What is Ordinary Least Squares (OLS) With Example
Ordinary Least Squares (OLS) is a simple, but popular, technique we use for linear regression problems.
Further in this post, we’ll delve into what it is in detail and answer some common questions surrounding its use.
What is Ordinary Least Squares and How Does It Relate to Linear Regression?
Ordinary Least Squares is a mathematical technique we use to estimate the parameters of a linear regression model.
In fact, OLS is the most common method for performing linear regression.

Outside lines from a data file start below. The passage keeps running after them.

PR #1136, opened 2022-08-12
Support MSVC 2022 (version 17.3)

t-mat:
This PR adds MSVC 2022 project file and minor fixes for false positive warnings.

### DIFF
--- a/lib/lz4.h
+++ b/lib/lz4.h
@@ -311,10 +311,12 @@ LZ4LIB_API int LZ4_decompress_safe_partial (const char* src, char* dst, int srcS
 ***********************************************/
 typedef union LZ4_stream_u LZ4_stream_t;  /* incomplete type (defined later) */
 
+#if !defined(RC_INVOKED) /* https://docs.microsoft.com/en-us/windows/win32/menurc/predefined-macros */
 #if !defined(LZ4_STATIC_LINKING_ONLY_DISABLE_MEMORY_ALLOCATION)
 LZ4LIB_API LZ4_stream_t* LZ4_createStream(void);
 LZ4LIB_API int           LZ4_freeStream (LZ4_stream_t* streamPtr);
 #endif /* !defined(LZ4_STATIC_LINKING_ONLY_DISABLE_MEMORY_ALLOCATION) */
+#endif
 
 /*! LZ4_resetStream_fast() : v1.9.0+
  *  Use this to prepare an LZ4_stream_t for a new chain of dependent blocks
@@ -398,10 +400,12 @@ typedef union LZ4_streamDecode_u LZ4_streamDecode_t;   /* tracking context */
  *  creation / destruction of streaming decompression tracking context.
  *  A tracking context can be re-used multiple times.
  */
+#if !defined(RC_INVOKED) /* https://docs.microsoft.com/en-us/windows/win32/menurc/predefined-macros */
 #if !defined(LZ4_STATIC_LINKING_ONLY_DISABLE_MEMORY_ALLOCATION)
 LZ4LIB_API LZ4_streamDecode_t* LZ4_createStreamDecode(void);
 LZ4LIB_API int                 LZ4_freeStreamDecode (LZ4_streamDecode_t* LZ4_stream);
 #endif /* !defined(LZ4_STATIC_LINKING_ONLY_DISABLE_MEMORY_ALLOCATION) */
+#endif
 
 /*! LZ4_setStreamDecode() :
  *  An LZ4_streamDecode_t context can be allocated once and re-used multiple times.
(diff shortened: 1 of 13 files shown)


t-mat:
Ugh, I don't understand why AppVeyor reports the following error

https://ci.appveyor.com/project/YannCollet/lz4-1lndh/builds/44453956

```
Pull request #1136 - Support MSVC 2022 (version 17.3)
Fix: remove unused value
This patch fixes the following error from "make staticAnalyze"

datagencli.c:106:21: warning: Value stored to 'size' is never read
                    size=0;
                    ^    ~
```

```
an hour ago by Takayuki Matsuoka
dev 8a5b3b5a ← msvc-17.3 f7e95939
Failed 10 minutes ago in 11 min 35 sec
```

But f7e95939 removes this line 😕

Cyan4973:
This topic raises a larger question about maintenance of Visual Studio projects.

One issue with having multiple supported projects for multiple versions of Visual Studio is maintenance workload.
Every time a file is added or changes its name, it's a nuisance to go through all the build systems to fix that.
This is especially true for Visual Studio which seems to only support explicit names, instead of glob expressions.
This maintenance effort acts as a deterrence, meaning that contributors will unconsciously avoid this situation, and therefore avoid any contribution that could mess the build system, sometimes specifically because of Visual Studio projects support.

As a consequence, I would prefer a reduction in support maintenance of build systems.
For Visual Studio, this *could* be achieved by leveraging `cmake`, and using `cmake` to automatically generate all corresponding project files for all compatible versions of Visual Studio.
This process could be automated as part of `make all`, or `make visual` for example,
so that end users don't have to run `cmake` on their side.

I'm not yet sure if this is a sensible plan.
There might be a need for additional resources that aren't automatically generated by `cmake`.
And of course, the actual source code may need some adjustments to support new compiler versions or new flags, so not _everything_ is automated when adding support for a new version.

But the more important objective is : it should be possible to add a source file into the `lz4` project, without needing to manually edit all the Visual Studio project files

t-mat:
I'm not sure about older version of MSVC, but recent versions of VS/MSVC is supporting `cmake`.

https://docs.microsoft.com/en-us/cpp/build/cmake-projects-in-visual-studio

So it seems good time to introduce `cmake` as a default build system for MSVC.

Since lz4/build/cmake/CMakeLists.txt is not identical to lz4/build/VS*, I think we should create new CMakeLists.txt for MSVC firstly and maintain it for while.
And will merge it to lz4/build/cmake/CMakeLists.txt step by step.

I'd like to avoid including new cmake build script for MSVC in the next release because it may require some time to stabilize.

Cyan4973:
Agreed

lib/lz4.h
```diff
@@ -311,10 +311,12 @@ LZ4LIB_API int LZ4_decompress_safe_partial (const char* src, char* dst, int srcS
 ***********************************************/
 typedef union LZ4_stream_u LZ4_stream_t;  /* incomplete type (defined later) */
 
+#if !defined(RC_INVOKED) /* https://docs.microsoft.com/en-us/windows/win32/menurc/predefined-macros */
```
Cyan4973, line 327: I don't understand the relation between `RC_INVOKED` and following declarations.
Could you explain ?

t-mat: (1) Truncation causes the warning "RC4011: identifier truncated"

`rc.exe` reports the following warnings

```
lz4\build\VS2022\..\..\lib\lz4.h(314): warning RC4011: identifier truncated to 'LZ4_STATIC_LINKING_ONLY_DISABLE'
lz4\build\VS2022\..\..\lib\lz4.h(401): warning RC4011: identifier truncated to 'LZ4_STATIC_LINKING_ONLY_DISABLE'
```

The reason of the warning is trunction.  Since `rc` is a legacy resource compiler, it truncates long symbols.


(2) `rc.exe` predefines `RC_INVOKED`

https://docs.microsoft.com/en-us/windows/win32/menurc/predefined-macros

`rc.exe` predefines `RC_INVOKED`.  And we can use it to determine that header is being processed by `rc.exe` or not.


(3) Use `RC_INVOKED` to avoid truncation warnings.

The following `#if !defined()` block means "skip this block when `rc.exe` is trying to read this block."

```
#if !defined(RC_INVOKED)
...
#endif
```

I surround `LZ4_STATIC_LINKING_ONLY_DISABLE` with this block to avoid the warning.

----

Other possible solution may be surrounding entire header except version number with `#if !defined(RC_INVOKED)`.

Cyan4973: It's a good explanation.
I believe it does not transpire from the provided link only.
Could you add a word about the reason of this presence in code documentation ?

Cyan4973 (approved):

PR #1147, opened 2022-08-19
Add dependabot

tristan957:
Dependabot is configured to update GitHub actions. It will check weekly.

### DIFF
--- a/.github/dependabot.yaml
+++ b/.github/dependabot.yaml
@@ -1,0 +1,7 @@
+version: 2
+
+updates:
+  - package-ecosystem: github-actions
+    directory: /
+    schedule:
+      interval: weekly


Cyan4973:
What's the purpose of dependabot ?

felixhandte:
Looks like dependabot is a GitHub-maintained bot that checks whether you have out-of-date dependencies and will file an issue/PR if it detects that you do. The utility is questionable, since LZ4 doesn't have any dependencies...

I dunno, maybe it's useful for other users of dependabot and LZ4 to see that they don't transitively have out-of-date deps via LZ4?

tristan957:
LZ4 has GitHub Action dependencies which is what I have configured the bot to update.

Here is an example PR: https://github.com/hse-project/hse-java/pull/18.

Cyan4973:
It's still not completely clear to me what are the benefits, 
though it seems this is something we can try with limited risks on the library itself.
So OK, let's try it out.
We'll discover the impact on CI behavior.

t-mat:
@Cyan4973, actual source code and build script of lz4 doesn't have any external dependency,
but GitHub Actions contains the following lines which depends external code.

https://github.com/lz4/lz4/blob/v1.9.4/.github/workflows/ci.yml#L78

```
    - uses: actions/checkout@v2 # https://github.com/actions/checkout
```


https://github.com/lz4/lz4/blob/v1.9.4/.github/workflows/ci.yml#L500

```
      uses: actions/upload-artifact@v1
```

Since there're "supply chain attack" nowadays, we must check actual update of the external code as usual.  But it may help us to notice updates.

tristan957:
The main benefits are that when there are updates to dependencies of the CI, you will automatically be notified of it.

Since actions are built with JavaScript, it is important to stay up to date on your dependencies.

dearblue:
Hello,
For your information, a PullRequest may also be sent to the fork repository.
To disable this, it seems that the fork repository needs to be deleted once.

https://github.com/dependabot/dependabot-core/issues/2804#issuecomment-737781797

eli-schwartz:
Isn't the usual recommendation to solve the forks issue, to use Renovate instead of Dependabot?

Issue #1157, opened 2022-09-08
[performance](lz4f) why LZ4F_compressEnd set maxBufferSize=0 


yixiutt:
I use a global LZ4F_cctx  and i found that LZ4F_compressEnd set maxBufferSize=0 so in LZ4F_compressBegin, tmpBuffer buffer will be free and calloc a new memory。
Why tmpBuffer cannot be reused in LZ4F_cctx?

Cyan4973:
Indeed,

this change was made in https://github.com/lz4/lz4/pull/236,
in order to fix https://github.com/lz4/lz4/issues/232,
an unspecified bug in the fuzzer.

I must admit that I don't quite follow the relation.
The original intention was to re-use the buffer,
but somehow, forcing `maxBufferSize=0` seems to have fixed _something_,
though I have difficulties to link the problem and the solution.

Anyway, worth an investigation...

yixiutt:
OK, I will delete `maxBufferSize=0` and test in my case. I'll let you know if I make some progress

Cyan4973:
I also don't quite understand why `calloc()` is used for `tmpBuffer`,
given the use case for this buffer, I would have expected `malloc()` to be sufficient.

Conjecture : it may have been a case of silencing `msan`. 
In which case, I don't think it was the right fix ...

yixiutt:
I agree with u

yixiutt:
tmpBuffer may not need to load into physical memory cause tmp buffer always bigger than actual use, so calloc here would cause a lot page fault than expected

Cyan4973:
Fixed in #1158

PR #1158, opened 2022-09-08
allocation optimization for lz4frame compression

### LINKED ISSUE #232: A bug in frametest
`d:\GitHub\lz4\programs>frametest -s9469 -t111080`
Starting lz4frame tester (64-bits, r132)
Seed = 9469
111080   Error at pos 8/334721 : 95 != AF
Error => Decompression failed (error -18:ERROR_contentChecksum_invalid) (seed 9469, test nb 111086)

Tested with `dev` branch.

Cyan4973:
as noted by @yixiutt in #1157, the temporary buffer managed by lz4frame compression context is being invalidated at end of compression, forcing it to be re-allocated at next compression job.

This shouldn't be necessary.
This behavior was introduced in #236, as a way to fix #232, but neither the issue is explained, nor why the patch fixes it.

This patch reverts to previous behavior,
where temporary buffer is reused between compression calls. 
This results in a net reduction of allocation workload.

Additionally, the temporary buffer should only need `malloc()`, not `calloc()`, thus saving some potential 0-initialization cost.

This diff implements both changes. It's expected to improve compression speed when repetitively compressing small data.

Performance impact on M1 laptop : 
| filename | size | cSpeed before | cSpeed after | delta |
| --- | --- | --- | --- | --- |
| enwik7 | 1000000 | 485 MB/s | 485 MB/s | +0% |
| enwik6 | 100000 | 505 MB/s | 508 MB/s  | +1% |
| enwik5 | 10000 | 862 MB/s | 1037 MB/s |  +20% |
| enwik4 | 1000 | 359 MB/s | 940 MB/s | +160% |

As expected, performance difference is only perceptible for small data, but it can matter a lot in this case.

Once this diff is merged, long fuzzer tests will be run to ensure that no sanitizer warning gets triggered.

Additionally :
- fixed a minor ubsan warning in `LZ4F_decompress()`
- added an `LZ4F_compressUpdate()` test to `fullbench`

### DIFF
--- a/lib/lz4frame.c
+++ b/lib/lz4frame.c
@@ -264,7 +264,7 @@ typedef struct LZ4F_cctx_s
     LZ4F_CustomMem cmem;
     LZ4F_preferences_t prefs;
     U32    version;
-    U32    cStage;
+    U32    cStage;     /* 0 : compression uninitialized ; 1 : initialized, can compress */
     const LZ4F_CDict* cdict;
     size_t maxBlockSize;
     size_t maxBufferSize;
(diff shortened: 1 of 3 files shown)


yixiutt:
LGTM

PR #1159, opened 2022-09-08
attempt to enable ubsan tests in CI

Cyan4973:
let's see if these tests pass now.

### DIFF
--- a/.github/workflows/ci.yml
+++ b/.github/workflows/ci.yml
@@ -396,25 +396,18 @@ jobs:
   lz4-ubsan-x64:
     name: Linux x64 ubsan
     runs-on: ubuntu-latest
-    env:                        # Set environment variables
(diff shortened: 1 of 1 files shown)


Cyan4973:
OK, it seems to work fine.
That's partly because `ubsan` tests do not automatically terminate process with an error when they detect a UB warning.

In this case, there are still a nb of pointer overflow situations which get detected.
So, if the `ubsan` test was designed to fail on detecting any UB, the CI test would fail.
In this case though, we specifically opt out of pointer-overflow ubsan warnings,
using flags : `-fno-sanitize-recover=undefined -fsanitize-recover=pointer-overflow`

It's okay.
It's still a pretty good coverage of `ubsan` warnings.
And for the remaining ones, I can spend some time to look at them.
After the recent set of fixes, there are not that many remaining now.

PR #1171, opened 2022-09-21
Update snapcraft.yaml to reflect build of v1.9.4

dosaboy:


Cyan4973 (approved):

Cyan4973:
To be fair, while this update fixes the problem at hand,
I'm slightly concerned that this `snapcraft.yaml` file might always be incorrect at release time.

When next release comes in, it will be, say, `v1.9.5`,
and if this file is once again forgotten,
it will still mention `v1.9.4`.

One could say "just make this file update part of the release process",
but with barely 1 release per year, this is easy to forget,
and it makes the release process heavier (how many others "you just have to"?)

What works better for this case
is to automate the update,
typically by generating the file, or updating the file,
from `Makefile`, and typically make it part of `make all`.

`make all` will be run at least once before each release,
so anything it builds and updates will be merged before tagging the release.

Looks to me that only the line `version:` needs to be updated.
Other deeper changes might be desirable at times, but these ones can't be automated.

dosaboy:
@Cyan4973 yes i totally agree and yes it could be templated/autogenerated

PR #1177, opened 2022-10-07
Basic configuration for lz4 cpp swift package

Archdoog:
- Creates Package.swift
- Adds module map for swift package public headers.


richardtop:
Why is his closed?

Archdoog:
I ended up just forking and using https://github.com/Archdoog/lz4-cpp-SwiftPM. At some point later I ended up just having to use cmake built static libraries, so I'm no longer using lz4 as a swift package. 

That said, feel free to take this and run with it. I'd be happy to review if you tag me.

PR #1185, opened 2022-11-05
Add arm64 assembly decoder

Siguza:
I wrote a tiny LZ4 block decoder in arm64 assembly for use in freestanding environments.   
Figured it would be nice to link it here, since you have a 32-bit ARM one already. :)


Cyan4973:
Great work @Siguza !

PR #1187, opened 2022-11-09
Add environment check for freestanding test : resolves #1186

### LINKED ISSUE #1186: freestanding test fails on FreeBSD 13.1-STABLE
**Describe the bug**
freestanding test fails with either SIGBUS (Clang) or SIGSEGV (GCC)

Furthermore, we call it “ordinary” because it’s the simplest and most popular technique for minimizing the sum of squared differences between observed and predicted values.
How to Calculate Ordinary Least Squares for Regression
Here’s a step-by-step process to calculate OLS for regression:
- Gather data with at least two variables (an independent and dependent variable)
- Create a scatter plot of the data points
- Draw a straight line (the regression line) that minimizes the sum of the squared differences between each data point and the line
- Calculate the slope and intercept of the regression line, which are the OLS estimates
Common Questions About Ordinary Least Squares
What is the difference between ANOVA and OLS?
While both OLS and Analysis of Variance (ANOVA) are statistical techniques, they serve different purposes.
OLS is for linear regression and focuses on estimating the relationship between variables, whereas we use ANOVA for comparing the means of multiple groups or samples.
What is the difference between OLS and multiple regression?
OLS is a technique we can apply in both simple and multiple linear regression.
To clarify, the difference between them is that simple linear regression has only one independent variable, while multiple regression has two or more independent variables.
Practical Example with Code
In the following code snippet, we’re going to download housing data with Kaggle API, preprocess it and train a linear regression model with it.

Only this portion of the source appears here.